# [WHAT THE TASK ASKS]
The answer is every line of the records that holds the word "https", copied in full.

━━ EXTRACTED MATERIAL ━━

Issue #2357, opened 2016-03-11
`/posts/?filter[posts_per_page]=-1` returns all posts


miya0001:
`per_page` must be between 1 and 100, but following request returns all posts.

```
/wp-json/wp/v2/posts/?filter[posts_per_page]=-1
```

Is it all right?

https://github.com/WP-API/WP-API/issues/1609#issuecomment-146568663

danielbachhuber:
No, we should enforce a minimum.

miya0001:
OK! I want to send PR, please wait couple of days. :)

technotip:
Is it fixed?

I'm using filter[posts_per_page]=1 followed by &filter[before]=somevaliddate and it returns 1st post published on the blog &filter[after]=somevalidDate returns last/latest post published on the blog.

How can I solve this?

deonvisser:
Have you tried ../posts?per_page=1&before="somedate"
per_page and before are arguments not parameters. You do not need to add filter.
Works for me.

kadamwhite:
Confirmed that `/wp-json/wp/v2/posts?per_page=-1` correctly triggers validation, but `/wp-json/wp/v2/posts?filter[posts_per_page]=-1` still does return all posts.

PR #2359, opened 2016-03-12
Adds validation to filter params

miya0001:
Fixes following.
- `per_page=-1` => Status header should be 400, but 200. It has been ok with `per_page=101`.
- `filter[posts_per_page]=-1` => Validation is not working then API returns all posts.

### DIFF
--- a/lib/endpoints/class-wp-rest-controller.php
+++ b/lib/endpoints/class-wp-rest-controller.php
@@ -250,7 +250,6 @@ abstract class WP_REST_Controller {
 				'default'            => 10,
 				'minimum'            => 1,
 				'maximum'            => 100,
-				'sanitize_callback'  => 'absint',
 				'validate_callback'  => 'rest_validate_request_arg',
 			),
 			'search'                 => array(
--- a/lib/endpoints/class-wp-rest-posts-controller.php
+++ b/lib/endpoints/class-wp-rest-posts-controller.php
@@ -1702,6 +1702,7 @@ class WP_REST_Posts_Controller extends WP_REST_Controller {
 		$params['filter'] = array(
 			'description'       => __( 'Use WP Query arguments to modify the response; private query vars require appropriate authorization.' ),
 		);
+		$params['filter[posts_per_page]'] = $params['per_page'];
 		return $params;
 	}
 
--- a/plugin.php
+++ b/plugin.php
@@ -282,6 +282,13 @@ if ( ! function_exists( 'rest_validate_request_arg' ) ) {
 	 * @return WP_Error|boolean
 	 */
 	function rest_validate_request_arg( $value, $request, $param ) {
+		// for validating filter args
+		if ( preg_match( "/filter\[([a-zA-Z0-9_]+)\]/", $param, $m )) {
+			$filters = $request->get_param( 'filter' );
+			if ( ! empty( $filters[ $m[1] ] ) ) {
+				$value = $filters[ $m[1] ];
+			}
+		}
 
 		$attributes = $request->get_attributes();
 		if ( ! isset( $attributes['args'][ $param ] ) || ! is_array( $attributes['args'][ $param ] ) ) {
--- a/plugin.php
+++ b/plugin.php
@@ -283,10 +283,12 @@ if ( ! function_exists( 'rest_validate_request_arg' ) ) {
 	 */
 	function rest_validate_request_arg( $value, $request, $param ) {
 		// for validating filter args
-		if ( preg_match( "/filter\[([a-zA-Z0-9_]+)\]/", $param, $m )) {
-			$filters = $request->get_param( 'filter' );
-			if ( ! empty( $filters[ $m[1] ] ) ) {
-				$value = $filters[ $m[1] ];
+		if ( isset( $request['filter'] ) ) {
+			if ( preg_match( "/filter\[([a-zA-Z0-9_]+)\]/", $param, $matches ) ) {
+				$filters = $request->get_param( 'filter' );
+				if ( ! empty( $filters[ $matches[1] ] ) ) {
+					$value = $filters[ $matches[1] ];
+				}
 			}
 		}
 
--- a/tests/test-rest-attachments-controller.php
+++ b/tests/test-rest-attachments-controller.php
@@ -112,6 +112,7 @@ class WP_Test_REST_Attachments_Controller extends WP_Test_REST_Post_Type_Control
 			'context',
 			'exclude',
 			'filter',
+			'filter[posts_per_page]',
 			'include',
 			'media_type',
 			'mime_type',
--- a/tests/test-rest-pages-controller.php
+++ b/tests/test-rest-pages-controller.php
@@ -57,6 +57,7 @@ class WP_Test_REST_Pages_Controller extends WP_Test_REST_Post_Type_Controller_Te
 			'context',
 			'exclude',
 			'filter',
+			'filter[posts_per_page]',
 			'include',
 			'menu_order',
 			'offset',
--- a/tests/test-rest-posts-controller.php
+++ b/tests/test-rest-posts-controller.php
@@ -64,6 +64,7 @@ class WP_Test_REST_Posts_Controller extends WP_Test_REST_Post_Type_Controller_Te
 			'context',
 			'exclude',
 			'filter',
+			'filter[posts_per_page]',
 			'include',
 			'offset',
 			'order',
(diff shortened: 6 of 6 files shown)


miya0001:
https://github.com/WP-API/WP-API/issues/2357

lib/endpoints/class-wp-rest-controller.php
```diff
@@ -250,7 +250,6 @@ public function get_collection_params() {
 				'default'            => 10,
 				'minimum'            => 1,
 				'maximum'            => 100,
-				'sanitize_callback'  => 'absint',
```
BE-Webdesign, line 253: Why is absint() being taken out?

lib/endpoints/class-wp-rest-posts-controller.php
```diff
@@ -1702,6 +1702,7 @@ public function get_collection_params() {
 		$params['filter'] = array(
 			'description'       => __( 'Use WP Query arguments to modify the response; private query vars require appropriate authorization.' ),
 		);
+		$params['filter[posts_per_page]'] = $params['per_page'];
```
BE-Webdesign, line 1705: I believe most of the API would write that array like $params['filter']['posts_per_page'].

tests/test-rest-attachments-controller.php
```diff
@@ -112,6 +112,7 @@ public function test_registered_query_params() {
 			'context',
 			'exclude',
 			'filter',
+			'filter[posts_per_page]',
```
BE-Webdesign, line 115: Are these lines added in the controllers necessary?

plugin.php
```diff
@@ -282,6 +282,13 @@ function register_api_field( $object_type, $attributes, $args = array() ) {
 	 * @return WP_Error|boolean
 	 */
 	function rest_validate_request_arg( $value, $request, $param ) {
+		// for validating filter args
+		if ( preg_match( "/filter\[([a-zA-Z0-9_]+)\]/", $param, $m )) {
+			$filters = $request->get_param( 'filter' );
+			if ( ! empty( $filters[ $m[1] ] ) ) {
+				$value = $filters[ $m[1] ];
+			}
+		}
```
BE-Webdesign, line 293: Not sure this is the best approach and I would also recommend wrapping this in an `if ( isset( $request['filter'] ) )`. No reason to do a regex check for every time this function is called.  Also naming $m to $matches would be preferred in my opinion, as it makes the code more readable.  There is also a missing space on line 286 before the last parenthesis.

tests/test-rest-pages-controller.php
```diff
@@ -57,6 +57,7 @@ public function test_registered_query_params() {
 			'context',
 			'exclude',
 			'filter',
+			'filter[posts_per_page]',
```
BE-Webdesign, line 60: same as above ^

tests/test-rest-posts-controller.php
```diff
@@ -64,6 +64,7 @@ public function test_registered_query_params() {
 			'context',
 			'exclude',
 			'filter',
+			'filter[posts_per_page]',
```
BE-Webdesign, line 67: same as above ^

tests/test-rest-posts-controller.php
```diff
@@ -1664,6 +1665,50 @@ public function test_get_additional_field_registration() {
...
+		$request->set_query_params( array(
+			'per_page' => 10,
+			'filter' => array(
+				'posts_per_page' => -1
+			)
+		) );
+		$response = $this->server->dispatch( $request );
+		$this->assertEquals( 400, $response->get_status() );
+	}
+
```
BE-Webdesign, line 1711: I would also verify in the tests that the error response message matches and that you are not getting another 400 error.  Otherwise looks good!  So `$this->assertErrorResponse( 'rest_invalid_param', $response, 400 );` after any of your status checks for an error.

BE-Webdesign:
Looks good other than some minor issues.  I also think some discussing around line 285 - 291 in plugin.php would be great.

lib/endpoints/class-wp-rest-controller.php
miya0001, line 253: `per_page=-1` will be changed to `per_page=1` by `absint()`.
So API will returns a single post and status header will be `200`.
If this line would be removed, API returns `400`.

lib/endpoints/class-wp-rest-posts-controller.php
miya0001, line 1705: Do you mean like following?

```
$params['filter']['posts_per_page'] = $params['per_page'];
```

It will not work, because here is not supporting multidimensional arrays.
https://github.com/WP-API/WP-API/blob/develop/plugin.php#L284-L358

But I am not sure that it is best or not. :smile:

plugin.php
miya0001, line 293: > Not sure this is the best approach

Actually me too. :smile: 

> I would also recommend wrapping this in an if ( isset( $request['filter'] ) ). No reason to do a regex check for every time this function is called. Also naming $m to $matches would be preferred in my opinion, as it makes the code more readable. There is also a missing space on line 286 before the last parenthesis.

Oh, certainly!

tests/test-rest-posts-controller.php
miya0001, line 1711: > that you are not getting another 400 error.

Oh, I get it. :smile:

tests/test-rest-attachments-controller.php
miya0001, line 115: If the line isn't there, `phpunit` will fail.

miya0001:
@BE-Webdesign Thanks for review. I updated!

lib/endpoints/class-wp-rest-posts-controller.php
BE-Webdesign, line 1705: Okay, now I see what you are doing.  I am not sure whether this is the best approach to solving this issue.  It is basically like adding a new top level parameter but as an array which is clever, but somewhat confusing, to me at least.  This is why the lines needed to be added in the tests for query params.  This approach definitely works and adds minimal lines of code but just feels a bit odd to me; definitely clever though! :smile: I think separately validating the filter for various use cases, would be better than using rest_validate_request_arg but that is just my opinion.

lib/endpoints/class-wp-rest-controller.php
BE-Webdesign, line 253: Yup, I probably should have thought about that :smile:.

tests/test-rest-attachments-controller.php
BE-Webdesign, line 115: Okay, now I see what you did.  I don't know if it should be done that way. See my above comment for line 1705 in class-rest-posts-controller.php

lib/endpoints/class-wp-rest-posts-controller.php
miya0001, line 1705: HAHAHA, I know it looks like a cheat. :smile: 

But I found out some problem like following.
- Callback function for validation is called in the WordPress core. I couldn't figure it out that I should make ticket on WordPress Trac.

━━━

# [WRITTEN RESPONSE]
https://github.com/WP-API/WP-API/issues/1609#issuecomment-146568663
https://github.com/WP-API/WP-API/issues/2357
https://github.com/WP-API/WP-API/blob/develop/plugin.php#L284-L358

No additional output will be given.